I raise Horseman Thief Pouters. Mostly imported from Scotland. They are great flyers. Originally bred to “steal” birds from a competitors loft. They are really showy, aggressive maters that lure potential mates away from their home loft and into the Horseman’s loft. At the end of a certain number of days you lock your loft and count how many birds have been lured away. Then you exchange birds and do it again.


----------



## MaryOfExeter (Sep 30, 2007)

Most pouters were originally bred just for looks. Theif pouters, like Randy mentioned, are used in a game to capture others' birds. Horseman pouters were one of the breeds used to develop the racing pigeon.

Pouters can fly, some better than others. Since they're primarily an exhibition breed (except for theif pouters of course), most keep them inside if they plan on showing them. My dad used to raise Pigmy Pouters and Norwich Croppers. They're such tall and skinny birds, with equally as long/skiny wings. When they fly they look like cranes and gracefully glide around.


----------



## TwinkieSlug (Oct 6, 2009)

That's fascinating! Do they only steal other pouters? Otherwise would there eventually be a lot of hybrids? How close do the lofts have to be for the pouters to know about and steal the other birds? Do the same hens get stolen over and over?


----------



## Pawbla (Jan 6, 2009)

I think they steal other hens too, but nobody said anything about breeding pouters with the stolen hens.


----------



## randymcone (Nov 19, 2008)

No, we don't let them breed with the stolen birds. Both the cock and hen will steal.


----------



## randymcone (Nov 19, 2008)

thief horseman will steal any breed.


----------



## TerriB (Nov 16, 2003)

randymcone said:


> ...Both the cock and hen will steal.


Thanks for sharing this interesting information!


----------



## adamp12 (Feb 4, 2009)

the horreble thin a bout the croppers and the pouters i am afraid to let the parents to raise the squabs on treir own because the gets sour crop too quickly ( trush) and you nedd to empty the crop give them probitics watch them carefully thats the disadvantage for the breed in opinion


----------



## TwinkieSlug (Oct 6, 2009)

randymcone said:


> No, we don't let them breed with the stolen birds. Both the cock and hen will steal.

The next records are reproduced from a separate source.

PR #534, opened 2016-11-01
Remove linked list from questionnaire manager

jonnyshaw89:
This is the final change to remove the state storage and pickling from the system to enable more flexibility in software upgrades/changes and more robust data handling.

### How to review 
 - No reference to the linked list in the system anymore
 - JSON pickle is no longer a dependency
 - Answers are stored via QuestionnaireStore as simple JSON/text (not pickled).


app/main/views/questionnaire.py
```diff
@@ -47,41 +47,28 @@ def add_cache_control(response):
...
-    g.questionnaire_manager.go_to(location)
     return render_page(location, True)
 
 
 @questionnaire_blueprint.route('<location>', methods=["POST"])
 @login_required
 def post_questionnaire(eq_id, form_type, period_id, collection_id, location):
-    valid = g.questionnaire_manager.process_incoming_answers(location, request.form)
-    if not valid:
+    valid, next_location = g.questionnaire_manager.process_incoming_answers(location, request.form)
```
ajmaddaford: I think `process_incoming_answers` should just return whether the questionnaire answers are valid. We could combine the next location logic from this method with the code that follows.

tests/integration/star_wars/test_previous_link.py
```diff
@@ -1,89 +0,0 @@
-from tests.integration.star_wars.star_wars_tests import StarWarsTestCase
-from tests.integration.star_wars import star_wars_test_urls
-
-class TestPreviousLink(StarWarsTestCase):
-
-    def test_previous_link_path(self):
```
iwootten, line 6: Has this integration test been removed and the behaviour tested elsewhere?

jonnyshaw89: The previous page is now just a href so no value testing that with integration tests but its covered in selenium

app/questionnaire/questionnaire_manager.py
```diff
@@ -178,130 +50,79 @@ def validate(self, post_data):
...
-    def go_to(self, location):
-        if self._current:
-            logger.debug("Attempting to go to location %s with current location as %s", location, self._current.item_id)
-        if location == 'previous':
-            location = self.navigator.get_previous_location(self.get_answers(), current_location_id=location)
-        elif location == 'summary' and self._current.item_id != 'summary':
-            metadata = get_metadata(current_user)
-            if metadata:
-                logger.warning("User with tx_id %s tried to submit in an invalid state", metadata["tx_id"])
-            raise InvalidLocationException()
```
benjefferies, line 219: InvalidLocationException can be deleted and the exception handler in errors.py can be to

app/questionnaire/questionnaire_manager.py
```diff
@@ -178,130 +50,79 @@ def validate(self, post_data):
...
             self._plumbing_preprocessing(self.state)
             self._conditional_display(self.state)
 
-        if self.state not in state_items:
-            state_items.append(self.state)
+        previous_location = self.navigator.get_previous_location(get_answers(current_user), location)
 
         # look up the preprocessor and then build the view data
-        return build_questionnaire_model(self._json, state_items)
+        return build_questionnaire_model(self._json, [self.state], previous_location)
```
benjefferies: Is it worth changing so it's not an array and amending the downstream of that

app/data_model/questionnaire_store.py
```diff
@@ -41,3 +41,17 @@ def metadata(self):
...
+
+    @property
+    def answers(self):
+        if "ANSWERS" not in self.data:
+            self.data["ANSWERS"] = {}
+
+        return self.data["ANSWERS"]
+
+    @property
+    def visited_blocks(self):
```
ajmaddaford: I think `completed_blocks` be a better name, as a block could be viewed as visited in a GET request for a block.

app/main/views/questionnaire.py
```diff
@@ -91,8 +78,11 @@ def get_thank_you(eq_id, form_type, period_id, collection_id):
 @questionnaire_blueprint.route('summary', methods=["GET"])
 @login_required
 def get_summary(eq_id, form_type, period_id, collection_id):
-    g.questionnaire_manager.go_to('summary')
-    return render_page('summary', True)
+    current_location = g.questionnaire_manager.navigator.get_current_location(get_answers(current_user), get_visited_blocks(current_user))
```
ajmaddaford: I think `current_location` should be renamed something like `latest_location` (both the variable and method name), I think `current_location` could get confused with the currently requested location from the URL.

app/main/views/root.py
```diff
@@ -75,7 +75,14 @@ def login():
...
-    current_location = questionnaire_manager.get_current_location()
+    current_location = questionnaire_manager.navigator.get_first_location()
+
+    visited_blocks = get_visited_blocks(current_user)
+
+    if visited_blocks:
+        incomplete_blocks = [item for item in questionnaire_manager.navigator.get_location_path(get_answers(current_user)) if item not in visited_blocks]
+
+        if incomplete_blocks:
+            current_location = incomplete_blocks[0]
```
ajmaddaford: I think all of this should be done in `questionnaire.py`. Also, isn't all of this replaceable with a call to `get_current_location` in `navigator.py`?

app/questionnaire/navigator.py
```diff
@@ -172,3 +172,21 @@ def get_previous_location(self, answers=None, current_location_id=None):
 
             if current_location_index != 0:
                 return location_path[current_location_index - 1]
+
+    def get_current_location(self, answers=None, visited_blocks=None):
```
ajmaddaford: As previous comment, I think current should be renamed something like latest

app/questionnaire/questionnaire_manager.py
```diff
@@ -24,151 +21,26 @@ class InvalidLocationException(Exception):
 class QuestionnaireManager(object):
     '''
     This class represents a user journey through a survey. It models the request/response process of the web application
-    using a doubly linked list. Each node in the list is a reference to a schema item and the answer the user has entered.
-    A new node is created by a GET request and subsequently updated via a POST request.
-    The doubly linked list approach allows us to maintain the path the user has taken through the question. If that path
-    changes we archive off the nodes in case the user revisits that path.
     '''
-    def __init__(self, schema, current=None, first=None, tail=None, archive=None, valid_locations=None, submitted_at=None, json=None):
+    def __init__(self, schema, submitted_at=None, json=None):
```
ajmaddaford: I think `submitted_at` can go? `QuestionnaireManager` is only initialised in one place (`QuestionnaireManagerFactory`) and it doesn't pass `submitted_at`

app/questionnaire/questionnaire_manager.py
```diff
@@ -178,130 +50,79 @@ def validate(self, post_data):
...
+
+        is_valid = self.validate(location, post_data)
+        # run the validator to update the validation_store
+        if is_valid:
+
+            # Store answers in QuestionnaireStore
+            questionnaire_store = get_questionnaire_store(current_user.user_id, current_user.user_ik)
+
+            if location not in questionnaire_store.visited_blocks:
+                questionnaire_store.visited_blocks.append(location)
```
ajmaddaford: If we always append, does this mean we can have duplicates if someone goes back and re-submits a block?

app/questionnaire/questionnaire_manager.py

I didn't mean that they were bred on purpose. I was thinking more about if a hen was stolen into a new loft, would it be possible for her to be mated with by a random cock before it was noticed she was there? I don't know much about how lofts work as I just have 2 caged pijs. At least as far as controlling or keeping track of who breeds with who with so many birds in one enclosure.


----------



## Crab_Shrapnel (Jan 17, 2010)

? I don't understand how the stealing works? could someone explain it too me?


----------



## TerriB (Nov 16, 2003)

Crab_Shrapnel said:


> ? I don't understand how the stealing works? could someone explain it too me?


I believe it occurs when the birds are let out to fly and they spot a new bird of the opposite sex.

- The pouter hens show an interest in the new male and encourage him to follow them home ("Oh, I know a nice place where we could raise babies".).

- The pouter males try to court and drive the new hen to their home loft ("Want to come and see my cozy nestbox?").


----------



## TwinkieSlug (Oct 6, 2009)

So is it a planned "competition" like... Call your near by friend and say "release your birds" then they get a time allotment to get each other's birds? Then after that time they catch and return the birds? Just curious about the various pij games


----------



## Crab_Shrapnel (Jan 17, 2010)

Whoa! I'm gonna try that! Now I need some pouters


----------



## TerriB (Nov 16, 2003)

TwinkieSlug said:


> So is it a planned "competition" like... Call your near by friend and say "release your birds" then they get a time allotment to get each other's birds? Then after that time they catch and return the birds? Just curious about the various pij games


That I don't know. However, you might find this information regarding The Spanish Sporting Pouter interesting - http://www.cichlidlovers.com/birds_pica.htm.


----------



## TwinkieSlug (Oct 6, 2009)

Terri, thanks for the link.


----------



## Crab_Shrapnel (Jan 17, 2010)

So, can you train them like homers?


----------